Task objective
Look through the material and copy each line holding "more".

Data for review
══════════

PR #385, opened 2020-02-29
perf: faster legacy table chart

ktmud:
This commit tries to optimize the performance of the legacy data table.

1. Still use the jquery.databables plugin.
2. Instead of `d3` and `reactify`, we create the DOM with React itself and initialize `jquery.DataTables` with a `useEffect` hook.
3. Removed dependency on `dompurify`. Now that HTML tags will be rendered as plain text (by React) instead of `innerHTML`.
4. Removed a couple of not-so-popular features. See notes below.
5. Added a script to build only specific plugin for faster development.
6. Restyled the pagination so it looks nicer in dashboards.

Plus some minor changes to fix linting and building.

Related: https://github.com/apache/incubator-superset/pull/9234

## Screenshots

Tested with a ~10,000 rows, 7 columns table in Superset, pagination enabled:

### Before 

legacy-table--old

Takes about 6 secs to load.

Snip20200303_3

### After

legacy-table--new

Takes only 3 secs to load!

Snip20200303_4

🏆 Enhancements


package.json
```diff
@@ -159,5 +159,8 @@
       "yarn prettier --write",
       "git add"
     ]
+  },
+  "resolutions": {
+    "**/@types/react": "^16.9.23"
```
ktmud, line 164: Had to specify `@types/react` version because `interweave-emoji` from `lunar` somehow [picked a fixed version](https://github.com/milesj/interweave/commit/0418313060f88b196ed59dfc0c5b55b6028205a5#r37505021) and it's throwing errors in the latest TypeScript.

packages/superset-ui-plugins-demo/package.json
```diff
@@ -39,7 +39,8 @@
     "@storybook/react": "^5.0.9",
     "@types/react": "^16.8.8",
     "@types/storybook__react": "4.0.2",
-    "bootstrap": "^4.3.1",
+    "bootstrap": "^3.4.1",
```
ktmud, line 42: Current Superset is still on Bootstrap 3.

packages/superset-ui-legacy-plugin-chart-table/src/ReactDataTable.tsx
```diff
@@ -0,0 +1,231 @@
...
+    includeSearch = false,
+    metrics: aggMetrics,
+    pageLength,
+    percentMetrics,
+    tableTimestampFormat,
+    // orderDesc,
+    // TODO: add back the broken dashboard filters feature
+    // filters = {},
+    // onAddFilter = NOOP,
+    // onRemoveFilter = NOOP,
```
ktmud, line 59: The table filters feature (click on table cells to add a filter) is still broken in production. Discussed with @graceguo-supercat , it's better to skip implementing this feature for now. Might add back later in another PR.

packages/superset-ui-legacy-plugin-chart-table/src/ReactDataTable.tsx
```diff
@@ -0,0 +1,231 @@
...
+    // tableFilter,
+    // timeseriesLimitMetric,
```
ktmud, line 61: `timeseriesLimitMetric` is used to sort table by timestamp when present. Didn't think this is very useful (there are many ways to sort the input data already), so didn't implement in this PR either.

packages/superset-ui-legacy-plugin-chart-table/src/ReactDataTable.tsx
```diff
@@ -0,0 +1,231 @@
...
+      isMetric,
+      className,
+      title: label,
+      data: key,
+      render: renderCell,
+    };
+  });
+
+  const viewportHeight = Math.min(height, window.innerHeight);
+  const pageLengthChoices = [10, 25, 40, 50, 75, 100, 150, 200];
```
ktmud, line 91: This is in consistent with [superset-frontend/src/explore/controls.js](https://github.com/apache/incubator-superset/blob/291306392443a5a0d0e2ee0cc4a95d37c56d4589/superset-frontend/src/explore/controls.jsx#L1336). Hard-code for now, constantize when refactoring controls to plugins.

packages/superset-ui-plugins-demo/.storybook/storybook.css
```diff
@@ -6,3 +6,7 @@ body,
   font-weight: 200;
   color: #484848;
 }
+
+#root > div {
+  padding: 8px;
+}
```
ktmud, line 11: Add a padding so it looks more close to an embedded Superset chart in dashboards.

packages/superset-ui-plugins-demo/storybook/stories/legacy-plugin-chart-table/Stories.tsx
```diff
@@ -1,9 +1,22 @@
 /* eslint-disable no-magic-numbers */
 import React from 'react';
 import { SuperChart } from '@superset-ui/chart';
+import { Props as SuperChartProps } from '@superset-ui/chart/lib/components/SuperChart';
 import data from './data';
+import birthNames from './birth_names.json';
```
ktmud, line 6: Large example data queried from Superset example dataset populated by `superset load_examples`.

packages/superset-ui-preset-chart-xy/src/encodeable/AxisAgent.ts
```diff
@@ -133,7 +133,7 @@ export default class AxisAgent<Def extends ChannelDef> {
 
     const { labelOverlap, labelPadding, orient } = this.config;
 
-    const maxWidth = Math.max(...tickLabelDimensions.map(d => d.width), 0);
+    const maxWidth = Math.max(...tickLabelDimensions.map((d: Dimension) => d.width), 0);
```
ktmud, line 136: Needed to pass Typescript linting.

packages/superset-ui-legacy-plugin-chart-table/src/Table.css
```diff
@@ -17,17 +17,25 @@
  * under the License.
  */
 .superset-legacy-chart-table {
-  margin: 0px !important;
+  margin: 0px auto;
```
ktmud, line 20: Not sure why there is an `!important` here but it doesn't seem warranted. Tested in Superset and it worked fine.

ktmud (commented):
Some notes.

packages/superset-ui-legacy-plugin-chart-table/src/ReactDataTable.tsx
```diff
@@ -177,22 +151,28 @@ export default function ReactDataTable(props: DataTableProps) {
...
 
+  /**
+   * Formatted text for cell value
+   */
+  function cellText(key: string, format: string | undefined, val: unknown) {
+    if (key === '__timestamp') {
+      return formatTimestamp(val);
+    } else if (typeof val === 'string') {
+      // It's fine to return raw value react will handles HTML escaping
+      return val;
```
kristw: Could we also test if the cells can render html links correctly?

kristw (commented):
> Removed dependency on `dompurify`. Now that HTML tags will be rendered as plain text (by React) instead of innerHTML.

There are columns values that are html strings, such as html links. You would need `dangerouslySetInnerHTML` and `dompurify` or use `interweave`.

kristw:
image

Could we add bottom padding for the pagination?
Also, could you share a screenshot of how does it look in Superset? I think Superset override some css and the table may look slightly different.

packages/superset-ui-legacy-plugin-chart-table/src/ReactDataTable.tsx
```diff
@@ -0,0 +1,238 @@
...
+    } else if (isMetric(key)) {
+      // default format '' will return human readable numbers (e.g. 50M, 33k)
+      return getNumberFormatter(format || '')(val as number);
```
kristw: Can do
```ts
import { formatNumber } from '@superset-ui/number-format';
```

```ts
return formatNumber(format || '', val as number);
```

packages/superset-ui-legacy-plugin-chart-table/src/ReactDataTable.tsx
ktmud: Updated with [js-xss](https://github.com/leizongmin/js-xss) library.

packages/superset-ui-legacy-plugin-chart-table/src/ReactDataTable.tsx
```diff
@@ -35,19 +36,9 @@ if (!dt.$) {
   dt(window, $);
 }
 
+const RE_HTML_TAG = /<.*>/; // a dead simple regexp to find html tag
```
kristw: Let's rename this to `htmlTagRegex` for clarity

kristw: Can make small adjustment to the regex.

`/(<([^>]+)>)/gi`

packages/superset-ui-legacy-plugin-chart-table/src/ReactDataTable.tsx
```diff
@@ -80,17 +71,14 @@ export default function ReactDataTable(props: DataTableProps) {
 
   const maxes: { [key: string]: number } = {};
   const mins: { [key: string]: number } = {};
-  const isMetric = (key: string) => metrics.includes(key);
+  // a fater way of determine whether a key is a metric
```
kristw: typo "faster"

packages/superset-ui-legacy-plugin-chart-table/src/ReactDataTable.tsx
```diff
@@ -162,11 +162,10 @@ export default function ReactDataTable(props: DataTableProps) {
     if (key === '__timestamp') {
       return formatTimestamp(val);
     } else if (typeof val === 'string') {
-      // It's fine to return raw value react will handles HTML escaping
-      return val;
+      return filterXSS(val, { stripIgnoreTag: true });
```
kristw, line 115: Could we use `dompurify` like before? 
`dompurify` seems to be more active (last updated < 1 month + 1 issue) compared to `xss` (last updated 1 year + 30 issue) with larger npm download
https://www.npmtrends.com/dompurify-vs-xss

packages/superset-ui-legacy-plugin-chart-table/src/ReactDataTable.tsx
```diff
@@ -203,29 +202,39 @@ export default function ReactDataTable(props: DataTableProps) {
...
+                {col.label}
+              </th>
             ))}
           </tr>
         </thead>
         <tbody>
           {data.map((record, i) => (
-            <tr key={i}>
+            // hide rows after first page makes the initial render faster (less layout computation)
+            <tr key={i} style={{ display: pageLength > 0 && i >= pageLength ? 'none' : undefined }}>
```
kristw, line 222: Even with pagination, do we still create all rows in dom?

packages/superset-ui-legacy-plugin-chart-table/src/index.ts
```diff
@@ -16,6 +16,7 @@
  * specific language governing permissions and limitations
  * under the License.
  */
+/// <reference path="../types/external.d.ts" />
```
kristw: Is this necessary?

packages/superset-ui-legacy-plugin-chart-table/src/ReactDataTable.tsx
ktmud: Both have decent number of followers but `js-xss` is much faster: 
https://www.measurethat.net/Benchmarks/Show/7485/0/js-xss-vs-dompurify

There is actually a noticeable speed difference when I tested in Superset with Chrome profiling tool.

packages/superset-ui-legacy-plugin-chart-table/src/ReactDataTable.tsx
ktmud: `jquery.datatables` either reads DOM attributes to collect data or we pass a `data` object with all the records. But the latter approach is actually slower because it also creates DOM nodes for all rows beforehand and calls "innerHTML" on every cell which we have no control of.

packages/superset-ui-legacy-plugin-chart-table/src/index.ts
ktmud: This is necessary when importing from `superset-frontend` directly. Figured it's best to leave it there since it doesn't break anything anyway.

packages/superset-ui-legacy-plugin-chart-table/src/ReactDataTable.tsx
kristw: I am supportive if it shows significant speed improvement. If you could note down the numbers maybe we can save that for announcement email.

BTW, is the test for `js-xss` from the link above wrong? It seems to call `sanitize`, not `filterXSS()`.
image

packages/superset-ui-legacy-plugin-chart-table/src/ReactDataTable.tsx
ktmud: I don't think we need the `gi` flags and captured groups. Will use `/<[^>]+>/`.

packages/superset-ui-legacy-plugin-chart-table/src/ReactDataTable.tsx
ktmud: My bad. Use this instead: https://www.measurethat.net/Benchmarks/Show/7485/4/dompurify-vs-js-xss

js-xss is indeed slower than [sanitize.js](https://github.com/gbirke/Sanitize.js), but still faster than dompurify, though.

kristw: sgtm. Thanks for being thorough.

kristw:
The build seems to be broken on `xss`

ktmud:
Addition information on `js-xss` vs `dompurify`, on the same 10k row sample data in Storybook, it takes ~12 secs for `dompurify` to finish rendering React DOM nodes and 3.5 secs for `js-xss`.

DOMPurify:
image

xss:
image

kristw:
* Code looks good. Some `eslint` errors breaking ci.
* Have to do something with the title.

legacy_-___plugin_-_chart_-_table___TableChartPlugin_-_Big_Table_⋅_Storybook

packages/superset-ui-legacy-plugin-chart-table/src/ReactDataTable.tsx
nytai: obligatory: https://stackoverflow.com/a/1732454

ktmud: Lol. We didn't really use this to extract or remove the tags, just preemptively test whether some cell text is *potentially* HTML so we can avoid using `dangerouslySetInnerHTML`.

packages/superset-ui-legacy-plugin-chart-table/src/index.ts
ktmud: Removed to fix linting error. :D

packages/superset-ui-legacy-plugin-chart-table/package.json
```diff
@@ -1,6 +1,6 @@
 {
   "name": "@superset-ui/legacy-plugin-chart-table",
-  "version": "0.11.15",
+  "version": "0.11.5",
```
kristw: Do not modify this. This will be bumped by `lerna` when publishing. 
Also, the new version will be `0.11.16`.

packages/superset-ui-legacy-plugin-chart-table/package.json
```diff
@@ -28,12 +28,14 @@
     "access": "public"
   },
   "dependencies": {
-    "d3": "^3.5.17",
-    "datatables.net-bs": "^1.10.15",
-    "dompurify": "^2.0.6",
-    "prop-types": "^15.6.2"
+    "@superset-ui/query": "^0.12.8",
```
kristw: 1) Please move this to `peerDependencies`. 

There are several `@superset-ui` packages that use singleton so we have to ensure it has only one copy, similar to how `react` works. (Although some packages do not use singleton, I made all of them always `peerDependencies` to avoid confusion whether this should be `dependencies` or `peerDependencies`)

2) `^0.12.0` might be good enough for `@superset-ui/query`?

ktmud: Got it

packages/superset-ui-legacy-plugin-chart-table/package.json
ktmud: Oh, I meant to revert it back to 0.11.15. Previously I changed to 0.12.0.

packages/superset-ui-legacy-plugin-chart-table/src/ReactDataTable.tsx
```diff
@@ -0,0 +1,252 @@
...
+
+// Depending on how the modules are imported, `dt` may be a CommonJS init function,
+// or the DataTable class itself. In case it is the former, we'd need to tell it
+// where is jQuery.
+if (!dt.$) {
+  dt(window, $);
+}
+
+const { PERCENT_3_POINT } = NumberFormats;
+const isPontiallyHTML = (text: string) => /<[^>]+>/.test(text);
```
kristw: * typo `isPontiallyHTML` => `isPartiallyHTML`. 
* The regex can be defined outside of the function to avoid parsing regex every function call.

packages/superset-ui-legacy-plugin-chart-table/src/ReactDataTable.tsx
```diff
@@ -0,0 +1,252 @@
...
+  const formatTimestamp = getTimeFormatter(tableTimestampFormat);
+  const metrics = (aggMetrics || [])
+    .concat(percentMetrics || [])
+    // actual records must be of numeric types as well
+    .filter(m => typeof data[0][m] === 'number');
+
+  // check whethere a key is a metric
+  const metricsLookup = new Set(aggMetrics);
+  const percentMetricsLookup = new Set(percentMetrics);
+  const isMetric = (key: string) => metricsLookup.has(key);
```
kristw: * perhaps rename `metricsLookup` to `metricsSet` and `percentMetricsLookup` to `percentMetricsSet`. 
* Could we call `metricsSet.has(key)` directly instead of using `isMetric` function which introduces additional function call?

packages/superset-ui-legacy-plugin-chart-table/src/ReactDataTable.tsx
ktmud: - Thanks for noticing the typo! I actually meant `isPotentiallyHTML`, which probably makes more sense than "partially"?
- I was hoping modern JS engines can already optimize for RegExp literals.

Perf test seems to suggest the uncached approach is actually faster:
https://www.measurethat.net/Benchmarks/Show/7486/1/regexp-literal-cache-or-not

I bet it has something to do with variable scope resolution.

packages/superset-ui-legacy-plugin-chart-table/src/ReactDataTable.tsx
ktmud: Sure!

packages/superset-ui-legacy-plugin-chart-table/src/ReactDataTable.tsx
```diff
@@ -116,13 +114,13 @@ export default function ReactDataTable(props: DataTableProps) {
...
-    if (isPercentMetric(key)) {
+    if (percentMetricsSet.has(key)) {
       // in case percent metric can specify percent format in the future
       return formatNumber(format || PERCENT_3_POINT, val as number);
     }
-    if (isMetric(key)) {
+    if (metricsSet.has(key)) {
       // default format '' will return human readable numbers (e.g. 50M, 33k)
-      return formatNumber(format || '', val as number);
+      return formatNumber(format || SMART_NUMBER, val as number);
```
kristw: no need to explicitly set `SMART_NUMBER` here. the `NumberFormatterRegistry` has ability to set a fallback if the format string is not known by the registry. The fallback is `SMART_NUMBER` by default. 

Not hardcoding it here will make it possible to override fallback at the registry.

kristw (approved):
just a few nits

packages/superset-ui-legacy-plugin-chart-table/src/ReactDataTable.tsx
ktmud: After installing all node_modules fresh, if I pass `''`, I will get a `this.get(...) is not a function` error from [NumberFormatterRegistry.ts](https://github.com/apache-superset/superset-ui/blob/9bb5c471e0e3d05da38929feb00ade7d0ecdc474/packages/superset-ui-number-format/src/NumberFormatterRegistry.ts#L42) . But if I use `formatNumber(format, val as number)`, I will get "type not supported" error, because [`formatNumber` does not accept `undefined`.](https://github.com/apache-superset/superset-ui/blob/9bb5c471e0e3d05da38929feb00ade7d0ecdc474/packages/superset-ui-number-format/src/NumberFormatterRegistrySingleton.ts#L12)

══════════

Your solution
ktmud, line 11: Add a padding so it looks more close to an embedded Superset chart in dashboards.
`dompurify` seems to be more active (last updated < 1 month + 1 issue) compared to `xss` (last updated 1 year + 30 issue) with larger npm download
ktmud: - Thanks for noticing the typo! I actually meant `isPotentiallyHTML`, which probably makes more sense than "partially"?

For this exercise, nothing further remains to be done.